SKCTC welcomes new artist
Published 11:14 am Monday, May 28, 2018
Southeast Kentucky Community and Technical College (SKCTC) is pleased to announce that celebrated Kentucky artist Jaime Claire Corum has joined the faculty as an adjunct instructor and artist-in-residence.
SKCTC President Dr. Vic Adams says that the college is “blessed to have such a talented artist join the Southeast family. Jaime’s passion for painting and for connecting with others will have a lasting and positive influence on our students.”
Corum comes to Southeast with impressive credentials and experience. She holds a B.A. in studio art, with an English minor, from Bellarmine University and an M.F.A in art with a painting emphasis from the University of Kentucky. Since earning her degree, she has worked as a full-time artist of commissioned portraits and original compositions. Also, she has taught drawing, painting and photography until recently at Bellarmine.
Although Corum is relocating from Louisville, where she has lived for most of her life, she spent her formative years on the family tree farm in Bell County. “That place still has a big piece of my heart,” she says.
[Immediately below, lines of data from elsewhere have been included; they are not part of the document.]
PR #180, opened 2021-10-13
Oceanwater 747 Fill Scoop with Sample when it Digs

AstroStucky:
## Linked Issues:
| Jira Ticket 🎟️ | [OCEANWATER-747](https://babelfish.arc.nasa.gov/jira/browse/OCEANWATER-747) |
| Github :octocat:  | n/a |

https://user-images.githubusercontent.com/17039973/137366612-4da6d98b-72dd-448c-842a-c83bcc874a3c.mp4

## Summary of Changes

* Both the visual and collision Gazebo plug-ins defined in ow_dynamic_terrain now publish a differential image describing how terrain has been modified on /ow_dynamic_terrain/modification_differential/visual and /ow_dynamic_terrain/modification_differential/collision, respectively.
* API method calls that reinitialize terrain objects and physics and are required following a visual or collision terrain modification will now only ever occur if there was an actual change in height computed by the `merge_method`. Similarly, the modification_differential topic will only be published if a change of height has occurred. This has the benefit of significantly speeding up the simulation when arm digging and grinding actions are operating.
* A new package, ow_regolith, has been added which defines `regolith_node`, a ROS node, that tracks changes to the visual terrain via the modification_differential topic. When a threshold volume of terrain has been removed, a regolith model will be spawned into the scoop, and held there by a fake force until the dig operation completes. The package also handles clean-up of these regolith models by simply deleting all of them at the end of an deliver arm action. 

## Caveats 

* The node will not work properly if the user calls the ROS Service versions of arm operations, instead of their action counterparts. Keep this in mind when testing! Do not test with ROS services.
* While sample is in the scoop you may see the following errors flood the console `ODE Message 3: LCP internal error, s <= 0 (s=0.0000e+00)`. I will attempt to address this in [OCEANWATER-819](https://babelfish.arc.nasa.gov/jira/browse/OCEANWATER-819)

## Test 1 - using default digging parameters
1. Launch the simulation to the `atacama_y1a` world settings the sim_regolith flag to true
```roslaunch ow atacama_y1a.launch sim_regolith:=true```
2. In another terminal call the grind action
```./src/ow_simulator/ow_lander/scripts/grind_action_client.py```
No material will spawn as a result of the grind operation, but ensure the operation performs nominally.
3. Call either the dig linear or dig circular actions
```./src/ow_simulator/ow_lander/scripts/dig_linear_action_client.py```
While digging occurs terrain will be modified, and every so often a black sphere should spawn in the scoop and get pushed to the back. Some may fall out, but most will be held in the scoop. When the dig action completes, the fake force holding the spheres should be release and you should see them settle to the bottom.
4. Call the deliver arm action.
```./src/ow_simulator/ow_lander/scripts/deliver_action_client.py```
The spheres should remain in the scoop up until the actual delivery. Do not worry if the scoops fail to fall into the sample dock, that's a problem outside of the scope of this PR. When the deliver action is complete, you should see the spheres be deleted. You can confirm this by looking in the models dropdown box in Gazebo and confirming all models with the name `regolith_#` are gone.

## Test 2 - using non-default digging parameters
1. Use non-default values by modifying `grind_action_client.py` and either `dig_circular_action_client.py` or `dig_linear_action_client.py` files located in `ow_lander/scripts`.  To change action parameters modify where they are defined under the `# Default trenching values` line. Careful not to pick values that will place the arm outside of the workspace. What follows are examples of how I modified my `grind_action_client.py` and `dig_circular_action_client.py` to perform my test.
```Python
    # in grind_action_client.py
    goal.x_start = 1.65
    goal.y_start = 0.5
    goal.depth = 0.05
    goal.length = 0.6 
    goal.parallel = False
    goal.ground_position = constants.DEFAULT_GROUND_HEIGHT
```
```Python
    # in dig_circular_action_client.py
    goal.x_start = 1.65
    goal.y_start = 0.5
    goal.depth = 0.01
    goal.parallel = False
    goal.ground_position = constants.DEFAULT_GROUND_HEIGHT
```
2. Repeat Test 1 using your modified scripts and calling either dig linear or dig circular (depending which you modified).
3. When finished, be sure to revert the action script changes you made with the following command
```Python 
git checkout ow_lander/scripts/dig_linear_action_client.py ow_lander/scripts/dig_circular_action_client.py ow_lander/scripts/grind_action_client.py
```


ow_regolith/README.md
```diff
@@ -0,0 +1,129 @@
...
+- While sample is in the scoop you may see the following error flood the console
+```ODE Message 3: LCP internal error, s <= 0 (s=0.0000e+00)```
+We're still looking into how to avoid or suppress this message. For now it just
+has to be ignored.
+
+## Usage
+
+### Launch File
+
+The `regolith_node` may be added to a launch file like so
```
kmdalal, line 77: suggest replacing "like so" with "as follows".

ow_regolith/README.md
```diff
@@ -0,0 +1,129 @@
...
+terrain before a regolith model is spawned. It may have to be fine-tuned if a 
+regolith model of larger size is used in place of the default to avoid 
+consecutively spawned models colliding with each other.
+
+`regolith_model_uri` tells the node which model out of the Gazebo model database
+should be spawned each time the `spawn_volume_threshold` is reached.
+
+### ROS Service
+
+ROS Service support for this node is still to come...
```
kmdalal, line 98: Suggest simply saying that ROS Services are not supported at this time.  I'm not sure if and when we will prioritize further ROS Service work.

ow_regolith/include/RegolithSpawner.h
```diff
@@ -0,0 +1,82 @@
...
+
+#include "ow_dynamic_terrain/modified_terrain_diff.h"
+#include "ow_lander/DigLinearActionResult.h"
+#include "ow_lander/DigCircularActionResult.h"
+#include "ow_lander/DeliverActionResult.h"
+
+class RegolithSpawner
+{
+public:
+  RegolithSpawner() = delete;
```
kmdalal, line 19: Good.  I would also be explicit regarding the copy constructor, assignment operator, and destructor.

ow_regolith/models/ball_icefrag_2cm/model.config
```diff
@@ -0,0 +1,19 @@
...
+  <version>1.0</version>
+  <sdf version="1.6">model.sdf</sdf>
+
+  <author>
+    <name>Thomas Stucky</name>
+    <email>thomas.stucky@nasa.gov</email>
+  </author>
+
+  <description>
+    Sphere of 2cm diameter with material properties that immitates ground ice.
```
kmdalal, line 14: typo: imitate.

ow_regolith/include/RegolithSpawner.h
AstroStucky: Agreed. It's good to be thorough. Could you explain the reasoning for deleting the class' destructor? Is this simply done if you never intend to manually allocate/deallocate a class using new/delete keywords?

ow_regolith/src/RegolithSpawner.cpp
```diff
@@ -0,0 +1,295 @@
...
+const static string SRV_SPAWN_MODEL    = "/gazebo/spawn_sdf_model";
+const static string SRV_DELETE_MODEL   = "/gazebo/delete_model";
+const static string SRV_APPLY_WRENCH   = "/gazebo/apply_body_wrench";
+const static string SRV_CLEAR_WRENCH   = "/gazebo/clear_body_wrenches";
+
+// topic paths used in class
+const static string TOPIC_MODIFY_TERRAIN_VISUAL = "/ow_dynamic_terrain/modification_differential/visual";
+const static string TOPIC_DIG_LINEAR_RESULT     = "/DigLinear/result";
+const static string TOPIC_DIG_CIRCULAR_RESULT   = "/DigCircular/result";
+const static string TOPIC_DELIVER_RESULT        = "/Deliver/result";
```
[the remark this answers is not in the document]
Samahu: >Side Note: ROS melodic is C++14, ROS noetic is C++17

AstroStucky:
Made changes suggested by @kmdalal. I held off on merging in melodic-devel for the time being, since we're seeing a slowdown issue in that branch.

kmdalal (approved):
I'm satisfied with my testing, and am okay with the loose ends being addressed after Release 9.  Since this feature is optional at launch, there is no risk.  Great addition to the simulation!

ow_dynamic_terrain/msg/modified_terrain_diff.msg
```diff
@@ -0,0 +1,6 @@
+sensor_msgs/Image diff          # an image containing changes in height
+geometry_msgs/Point32 position  # position in the real world where the terrain
+                                # modification took place, position is the 
+                                # center of the patch
```
Samahu, line 4: I don't understand what do you mean by "position is the center of the patch", which patch?

ow_dynamic_terrain/src/DynamicTerrainBase.cpp
```diff
@@ -37,6 +37,9 @@ void DynamicTerrainBase::Initialize(const std::string& topic_extension)
   subscribe<modify_terrain_patch>("modify_terrain_patch", on_modify_terrain_patch);
   subscribe<modify_terrain_patch>("modify_terrain_patch/" + topic_extension, on_modify_terrain_patch);
 
+  m_differential_pub = m_node_handle->advertise<modified_terrain_diff>(
+      "/" + m_package_name + "/modification_differential/" + topic_extension, 1);
```
Samahu, line 41: What is the purpose of adding it at the base class here when you only intend to use one of the two topics (the "visual")? Is it to have the option to alternate between the two?

ow_dynamic_terrain/src/TerrainModifier.cpp
```diff
@@ -215,13 +257,35 @@ void TerrainModifier::applyImageToHeightmap(Heightmap* heightmap, const Point2i&
...
+      
+      // if we make it here, flag that a change has occurred
+      change_occurred = true;
     }
+
+    if (change_occurred)
+    {
+      out_diff_image.image    = diff;
+      out_diff_image.encoding = image_encodings::TYPE_32FC1;
+    }
```
Samahu, line 288: Why do you need to check for _change_occured_ before copying the diff? Is it for performance?

ow_regolith/include/RegolithSpawner.h
```diff
@@ -0,0 +1,82 @@
...
+  // must be called before the other functions
+  bool initialize(void);
+
+  // spawn the regolith model just above the tip of the scoop and apply a force
+  // that keeps it in the scoop during the remainder of scooping operation
+  bool spawnRegolithInScoop(tf::Vector3 pushback_direction = tf::Vector3());
+
+  void clearAllPsuedoForces(void);
+
+  void removeAllRegolithModels(void);
```
Samahu:
```suggestion
  void removeAllRegolithModels();
```

Samahu (changes requested):
Sorry Thomas, I haven't finished reviewing your PR. I think am half way. Will continue on Thursday. Nonetheless, I had some few comments that needs to be addressed.

ow_regolith/src/RegolithSpawner.cpp
```diff
@@ -0,0 +1,295 @@
...
+        SRV_SPAWN_MODEL, m_gz_spawn_model, true) ||
+      !createRosServiceClient<DeleteModel>(m_node_handle, 
+        SRV_DELETE_MODEL, m_gz_delete_model, true) ||
+      !createRosServiceClient<ApplyBodyWrench>(m_node_handle, 
+        SRV_APPLY_WRENCH, m_gz_apply_wrench, true) ||
+      !createRosServiceClient<BodyRequest>(m_node_handle, 
+        SRV_CLEAR_WRENCH, m_gz_clear_wrench, true)) {
+    ROS_ERROR("Failed to connect to all required ROS services");
+    return false;
+  }
```
Samahu, line 129: Hardly readable.. please extend the line limit to 120 chars.

ow_regolith/src/RegolithSpawner.cpp
```diff
@@ -0,0 +1,295 @@
...
+  m_active_models.push_back({model_name.str(), body_name.str()});
+
+  return callRosService(m_gz_apply_wrench, wrench_msg);
+}
+
+
+void RegolithSpawner::clearAllPsuedoForces()
+{
+  for (auto &regolith : m_active_models) {
+    BodyRequest msg;
```
Samahu, line 219: I think this would be slightly more efficient (unless the compiler is smart enough):
```suggestion
{
  BodyRequest msg;
  for (auto &regolith : m_active_models) {
```

Note this is okay since BodayRequest has only one field that you overwrite on each iteration

Samahu (changes requested):
more comments .. 70% through

ow_regolith/src/RegolithSpawner.cpp
```diff
@@ -0,0 +1,295 @@
...
+    ROS_ERROR("Regolith node requires the regolith_model_uri paramter.");
+}
+
+bool RegolithSpawner::initialize() 
+{
+  // set the maximum scoop inclination that the psuedo force can counteract
+  // to be 45 degrees (excluding friction)
+  // NOTE: do not use a value that makes cosine zero!
+  constexpr auto MAX_SCOOP_INCLINATION_DEG = 70.0f; // degrees
+  constexpr auto MAX_SCOOP_INCLINATION_RAD
```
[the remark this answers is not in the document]
kmdalal: Our OW coding guidelines suggest 80, with a _max_ of 120.  That has been my personal standard all my career, which I find most readable, provided that the code is properly indented.

ow_regolith/src/RegolithSpawner.cpp
kmdalal: I agree it's hard to read, but because of bad indentation.  I suggest this, using the first clause as an example:
```
if (!createRosServiceClient<GetPhysicsProperties>(m_node_handle, 
                                                                                        SRV_GET_PHYS_PROPS,
                                                                                        gz_get_phys_prop, 
                                                                                        false)
```

which I think more readable to a wider audience than a really long line.

ow_regolith/include/RegolithSpawner.h
AstroStucky: Sorry, I misunderstood. All the methods you mentioned are now explicitly defined or deleted.

AstroStucky:
My solution for particle scooping retention needs more time. I'll let you all know when its been committed.

AstroStucky:
I just pushed a fix for the particle retention while scooping. For the tests I performed all particles remained in the scoop, but please let me know if you see otherwise.

ow_regolith/src/RegolithSpawner.cpp
```diff
@@ -0,0 +1,295 @@
...
+    ROS_ERROR("Timed out waiting for service %s to advertise", 
+      service_path.c_str()
+    );
+    return false;
+  } 
+  return true;
+}
+
+RegolithSpawner::RegolithSpawner(ros::NodeHandle* nh)
+  : m_volume_displaced(0.0), m_node_handle(nh)
```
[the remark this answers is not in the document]
AstroStucky: With the latest version `m_previous_center` has been removed, and the pushback direction is computed from the scoop's orientation.

ow_regolith/src/RegolithSpawner.cpp
```diff
@@ -0,0 +1,295 @@
...
+    // compute scooping direction
+    auto scooping_dir = center - m_previous_center;
+    scooping_dir.setZ(0.0); // flatten against X-Y plane (cheap projection)
+
+    if (!spawnRegolithInScoop(-scooping_dir.normalize()))
+      ROS_ERROR("Failed to spawn regolith in scoop");
+  }
+
+  // cache center so on next call we know in what direction the scoop has moved
+  m_previous_center = center;
```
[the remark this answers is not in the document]
AstroStucky: Saving the previous center less frequently makes sense. Thank you for the suggestions. However, the pushback direction is now computed an entirely different way that I think is much less error prone.

ow_regolith/src/RegolithSpawner.cpp
```diff
@@ -0,0 +1,295 @@
...
+  SpawnModel spawn_msg;
+  
+  spawn_msg.request.model_name                  = model_name.str();
+  spawn_msg.request.model_xml                   = m_model_sdf;
+  spawn_msg.request.robot_namespace             = "/regolith";
+  spawn_msg.request.reference_frame             = "lander::l_scoop_tip";
+
+  spawn_msg.request.initial_pose.position.x     = 0.0;
+  spawn_msg.request.initial_pose.position.y     = 0.0;
+  spawn_msg.request.initial_pose.position.z     = -0.05;
```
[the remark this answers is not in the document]
AstroStucky: This suggestion is compatible with the new way in which the pushback direction is computed, but I want to hold off on applying until we see further issues with particle retention. I worry it could cause particles to spawn on top of previously spawned particles in instances where the scoop is extremely full.

AstroStucky:
@mikedalal and @Samahu please note that I modified the testing procedure by adding a second test which uses non-default trenching parameters. You are welcome to select your own parameters for **Test 2**.

Samahu (approved):
This definitely works better than before. Some samples are still lost but very rare (1 out of 10 based on my testing).

Had some minor optional comments

ow_regolith/src/RegolithSpawner.cpp
```diff
@@ -248,7 +269,25 @@ void RegolithSpawner::removeAllRegolithModels()
...
+      m_scoop_orientation = Quaternion(pose_it->orientation.x, 
+                                       pose_it->orientation.y,
+                                       pose_it->orientation.z,
+                                       pose_it->orientation.w);
+      return;
+    }
+    ++name_it;
+    ++pose_it;
+  }
+  ROS_WARN("Failed to find %s in link states", m_scoop_link_name.c_str());
```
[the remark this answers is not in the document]
Samahu: [required] Use tf::quaternionMsgToTF instead of manually assigning the field. The STL find is still optional.
```suggestion
  auto name_it = std::find(begin(msg->name), end(msg->name), m_scoop_link_name);
  if (name_it == msg->name.end())
  {
    ROS_WARN("Failed to find %s in link states", m_scoop_link_name.c_str());
    return;
  }

  auto pose_it = msg->pose.begin() + (name_it - msg->name.begin());
  tf::quaternionMsgToTF(pose_it->orientation, m_scoop_orientation);
```

Samahu (changes requested):
Utilize `tf::quaternionMsgToTF` instead of handling the data conversion type between `geometry_msgs::Quaternion` and `tf::Quaternion` yourself.

ow_regolith/include/RegolithSpawner.h
```diff
@@ -24,61 +25,74 @@ class RegolithSpawner
...
 
   // loads regolith SDF and computes its mass
-  // must be called before the other functions
+  // NOTE: this must be called before any other functions
   bool initialize();
 
   // spawn the regolith model just above the tip of the scoop and apply a force
   // that keeps it in the scoop during the remainder of scooping operation
-  bool spawnRegolithInScoop(const tf::Vector3 &pushback_direction = tf::Vector3());
+  bool spawnRegolithInScoop(bool with_pushback = true);
```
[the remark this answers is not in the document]
AstroStucky: `with_pushback = false` will be used by a service call which is not yet integrated into `regolith_node`, but I hope to do so later as an improvement. The service would be a simple way for a user to manually spawn regolith particles into the scoop, and the pushback force will either not be used at all when it is called or turning it on will be a parameter of the service (I haven't decided which makes more sense yet).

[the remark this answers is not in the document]
AstroStucky: Thinking twice about this, it really does not need the default argument... I'm kind of on the fence, but I'm leaning towards removing it so all calls to this function explicitly toggle `with_pushback` on or off.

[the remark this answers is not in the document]
Samahu: I recommend removing it. You can add it back if there is a need for it

ow_regolith/src/RegolithSpawner.cpp
```diff
@@ -116,55 +128,56 @@ bool RegolithSpawner::initialize()
...
-      !createRosServiceClient<ApplyBodyWrench>(m_node_handle,
-                                               SRV_APPLY_WRENCH,
-                                               m_gz_apply_wrench,
-                                               true) ||
-      !createRosServiceClient<BodyRequest>(m_node_handle,
-                                           SRV_CLEAR_WRENCH,
-                                           m_gz_clear_wrench,
-                                           true))
+                                                    false)  ||
+      !createRosServiceClient<SpawnModel>(          m_node_handle,
```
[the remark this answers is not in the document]
AstroStucky: I don't really care for any of the options available for this particular code pattern, and I feel when you can't find a way to make the code pretty, just let it be ugly. I'll leave it how it is for now, so it remains under 80 characters in length.

AstroStucky:
Thanks @Samahu! Those were all great suggestions.

ow_regolith/include/RegolithSpawner.h
```diff
@@ -74,7 +74,7 @@ class RegolithSpawner
   // regolith will spawn once this amount of volume is displaced
   double m_spawn_threshold;
   // Gazebo link name of the scoop particles will spawn in
-  std::string m_scoop_link_name;
+  std::string m_scoop_linkname;
```
Samahu, line 77: I think **m_scoop_link_name** is the conformant style, but anyway
```suggestion
  std::string m_scoop_link_name;
```

ow_regolith/include/RegolithSpawner.h
```diff
@@ -30,7 +30,7 @@ class RegolithSpawner
 
   // spawn the regolith model just above the tip of the scoop and apply a force
   // that keeps it in the scoop during the remainder of scooping operation
-  bool spawnRegolithInScoop(bool with_pushback = true);
+  bool spawnRegolithInScoop(bool with_pushback);
```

In addition to teaching at Southeast, one of her eventual goals is to offer art workshops on the property.
Corum considers herself to be primarily an oil painter and an equine artist “since my subject is almost exclusively the horse.” While she exhibits her work nationally, Bell County residents don’t have to go farther than the courthouse square in Pineville to see one of her favorite creations: a life-size bronze statue of a German Shepherd police dog.
In 2009, she was commissioned to design and execute the state monument honoring K-9 officers killed in the line of duty. Not long before that, she designed and facilitated a mural in Pineville depicting Southeast Kentucky culture and history with the Bell-Whitley Community Action Agency and local youth.
Corum says she is looking forward to watching her Southeast students develop their skills in her drawing and painting classes this fall. She also values the connection between teacher and student and the opportunity to share her talents locally.
“I am super happy to be back home in Bell County and to get art going again at Southeast,” said Corum.
Of her own work, she says, “Though I am very much a realist painter, I want my work to be more than that—more than just the accurately painted horse. I try very hard to capture the individual horse’s spirit and character as well as speak to the cultural connection between horse and human.”
It’s not just craft and technique she wants to share with her students, she says, but “the deeper significance of expressing ideas through the visual arts and finding a path to each student’s own creativity.”